Check the core system metrics first:
hostname
df -h # Disk usage
free -m # Memory
uptime # CPU load
If disk or memory pressure is high, Kubernetes will automatically taint the node as NotReady.
ps aux | grep k3s # K3s server or agent should be running
ps aux | grep kubelet # Kubelet should be part of the K3s process
If kubelet is missing, the node cannot register with the control plane.

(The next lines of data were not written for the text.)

PR #479, opened 2026-04-05
fix: replace println! with eprintln!

### LINKED ISSUE #478: inconsistent println! and eprintln!
### Version

1059c967ed217008ad2a873368c7041a392420dd

### Description

We may write image to stdout, so IMO we should never place any other messages (mostly error messages) on stdout. But there are several places that use `println!` instead of `eprintln!`.

```
> grep -r "\<println" src | wc -l
11
```

RobertMueller2:
Closes: #478


robertwidfen (approved):
Looks good to me.

Issue #481, opened 2026-04-11
feat: Add Undo as an Action variant + double-click to trigger actions-on-enter


clansty:
### 1. `Undo` as an `Action` variant

Currently the `Action` enum supports `save-to-clipboard`, `save-to-file`, `save-to-file-as`, `copy-filepath-to-clipboard`, and `exit`. These can be composed in `actions-on-enter`, `actions-on-escape`, and `actions-on-right-click`.

I'd like to propose adding `undo` as a new `Action` variant. This would allow configurations like:

```
--actions-on-right-click undo,exit
```

**Semantics**: `undo` is a fallible action — if it succeeds (something was undone), stop processing further actions in the list. If it fails (nothing to undo), continue to the next action. This makes `undo,exit` mean "undo one step; if nothing left to undo, exit".

**Use case**: Right-click-to-undo is a common interaction pattern in annotation/drawing tools. Combined with `exit` as a fallback, it gives a natural "undo or cancel" flow without needing a dedicated config flag.

### 2. Double-click to trigger configurable actions

Add `--actions-on-double-click` as a new configurable action list, consistent with the existing `actions-on-enter`, `actions-on-escape`, and `actions-on-right-click` options.

When `actions-on-double-click` is not set (empty), it falls back to `actions-on-enter` behavior for backwards compatibility.

Double-click is only processed when the active tool does not stop propagation, so it does not interfere with existing double-click behavior (e.g. text tool word selection).

**Use case**: Double-click to confirm/copy is a natural gesture for screenshot crop workflows.

RobertMueller2:
> **Semantics**: `undo` is a fallible action — if it succeeds (something was undone), stop processing further actions in the list. If it fails (nothing to undo), continue to the next action. This makes `undo,exit` mean "undo one step; if nothing left to undo, exit".

I don't find this very intuitive. If action chains had any control flow, which may be something to consider in #89, I could see fallible actions. But it would have to be something explicit along the chain, not implicit in the action.

FWIW, undo likely is by an order of magnitude more fallible than save or copy.
 
> **Use case**: Right-click-to-undo is a common interaction pattern in annotation/drawing tools.

Do you have any examples for this, please?

> Combined with `exit` as a fallback, it gives a natural "undo or cancel" flow without needing a dedicated config flag.

Er... I do not find this natural at all, sorry.

[...]

Issue #450, opened 2026-03-08
More general/unified approach to keybindings


camoz:
### Description

I just tried to add a keybinding for `q` to exit satty, but apparently this is not possible. Also I noticed that keybindings are currently defined in two places: the `[keybinds]` section and the `[general]` section (namely the `actions-on-*` settings). 

So I thought it would be nice to unify the approach to keybindings and have them only defined in the `[keybinds]` section, e.g. by adding `Enter`, `LeftMouse`, `RightMouse`, etc as possible "keys", and `exit`, `save`, etc as possible "actions". AFAICS this should be possible in a backwards compatible manner.

I think it would also be nice to have the mappings defined as `keybind = action` instead of `action = keybind`, as generally one keybind can only have one action, but one action can have multiple keybinds associated with it (e.g. `Esc` and `q` could both be mapped to `exit`). But this is probably not doable in a backwards compatible manner and not so important I think.

RobertMueller2:
In the long run, I think shortcuts should be bindable to actions/action chains or tools or colours etc.  We kinda need to do this for #89. Backwards compatibility is important, though.

robertwidfen:
A first version is here: https://github.com/robertwidfen/Satty/tree/feat_generic_key_bindings

Please comment & test ;-)

The description of the change is below
----

Changes syntax for [keybinds] section in config file to 

    "key" = "tool-or-command"

Also adds:
- commands for size selection
- automatic hint generation for all buttons

Removes:
- layout independent key binding - instead bind what you warnings
- single letter binding restriction 

Old style is still supported but will generate deprecation warnings.

The old code always sent key event into the IME handling before
they were processed as key event. Thus there were two places for
bindings, bindings with a modifier and single letter bindings.
But IME is for text input, thus it is now only activated for
the text tool.

RobertMueller2:
Well done, and looks sound at first glance, and it's probably advanced enough to open a PR, if you ask me. Haven't had any opportunity to test yet, might take a few days.

One remark regarding the actions for enter and escape, I think in the future we may want to have something like named action chains (on the back of #89). E.g. something like actionchain1 which runs a shell command and then quits. For that, we'd probably want to refer to them in a dynamic way in the shortcuts, e.g. instead of
`"<Control>q" = "run-actions-on-escape"`
something like
`"<Control>q" = "action-chain:escape-actions"`

[...]

PR #487, opened 2026-04-14
feat: add Undo and UndoOrExit action variants

### LINKED ISSUE #485: Add Undo and UndoOrExit action variants for action chains
## Description

Add `undo` and `undo-or-exit` as new action variants that can be used in action chains (`actions-on-enter`, `actions-on-escape`, `actions-on-right-click`, etc.).

- **`undo`**: Plain action that undoes one step. No-op if nothing to undo, continues the chain regardless.
- **`undo-or-exit`**: Compound action — undoes one step if possible; if nothing to undo, exits the application. This enables the common "right-click to undo, or exit when done" workflow used by tools like Snipaste and PixPin.

### Use case
Right-click-to-undo is a common interaction pattern in annotation/drawing tools. Combined with `undo-or-exit`, users can configure `--actions-on-right-click undo-or-exit` for a natural "undo or cancel" flow.

### Implementation notes
- A new `process_actions` method handles Undo/UndoOrExit before passing remaining actions to the render pipeline.
- Enter/Escape/right-click are routed through `process_actions` so Undo works consistently in all action chains.
- No implicit control flow — the compound behavior is explicit in the `undo-or-exit` action name.

Related discussion: #481

clansty:
## Summary

- Add `undo` and `undo-or-exit` as new action variants for action chains
- `undo`: plain action, no-op if nothing to undo, always continues the chain
- `undo-or-exit`: compound action — undo one step if possible, exit if nothing to undo
- Route Enter/Escape/right-click through new `process_actions` method for consistent Undo support
- No implicit control flow — compound behavior is explicit in the action name

Closes #485
Related discussion: #481

### DIFF
--- a/README.md
+++ b/README.md
@@ -142,13 +142,13 @@ primary-highlighter = "block"
 # Disable notifications
 disable-notifications = false
 # Actions to trigger on right click (order is important)
-# [possible values: save-to-clipboard, save-to-file, save-to-file-as, copy-filepath-to-clipboard, exit]
+# [possible values: save-to-clipboard, save-to-file, save-to-file-as, copy-filepath-to-clipboard, exit, undo, undo-or-exit]
 actions-on-right-click = []
 # Actions to trigger on Enter key (order is important)
-# [possible values: save-to-clipboard, save-to-file, save-to-file-as, copy-filepath-to-clipboard, exit]
+# [possible values: save-to-clipboard, save-to-file, save-to-file-as, copy-filepath-to-clipboard, exit, undo, undo-or-exit]
 actions-on-enter = ["save-to-clipboard"]
 # Actions to trigger on Escape key (order is important)
-# [possible values: save-to-clipboard, save-to-file, save-to-file-as, copy-filepath-to-clipboard, exit]
+# [possible values: save-to-clipboard, save-to-file, save-to-file-as, copy-filepath-to-clipboard, exit, undo, undo-or-exit]
 actions-on-escape = ["exit"]
 # Action to perform when the Enter key is pressed [possible values: save-to-clipboard, save-to-file]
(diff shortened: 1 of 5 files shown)


RobertMueller2:
Apologies for the delay in response, and thanks for the PRs.

`process_actions` can toss around the order. E.g. if I use `--actions-on-right-click=copy-filepath-to-clipboard,undo-or-exit` then `undo-or-exit` happens first, and if it exits, no filepath is copied.

I understand that it might be tricky to trigger a redraw for the undo, but we need to find a way to ensure the order of the actions. Ideally, we don't have action processing in two places. Perhaps some better queueing of the actions while escaping the action processing temporarily, from top of my head save-to-file-as may serve as an example and could be done more generically?

Also, my gut feeling is that I'd prefer not to move the mouse handling at this point. Maybe there is a chance to revamp this later. But right now we can just pass everything we need to the method.

I can elaborate more on this at a later point in time if need be, but I'm a bit short on spare time atm.

RobertMueller2:
I have one additional idea:

If you have a look at #385, when merged, this could allow an early exit trigger for the Undo action. Perhaps we could call it "undo-action-when-undo-stack-emtpy" (experimental) for lack of better description. This would achieve an UndoOrExit, but doesn't need an extra UndoOrExit action. If that explanation made sense :)

robertwidfen:
I was wondering about the rationale behind having `undo` as an action. Is it to allow binding it to a specific key or button? 

IMHO it would be better to allow generic bindings - see #450 I hope to make a PR for this soon, but it is only for keys so far not for the mouse.

Also, regarding `undo-or-exit` - I would recommend keeping these as separate actions instead of overloading one - here I also do not understand the rationale behind it.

K3s may log differently depending on installation method and OS. Try the following paths in order:
cat /var/lib/rancher/k3s/server/logs/k3s.log | tail -n 50
cat /var/lib/rancher/k3s/agent/logs/k3s.log | tail -n 50
journalctl -u k3s --no-pager | tail -n 50
cat /proc/$(pgrep -f "k3s server|k3s agent")/fd/1 | tail -n 50
If you get logs from /proc/.../fd/1, you’re tailing the live K3s process output — this works even without traditional log files.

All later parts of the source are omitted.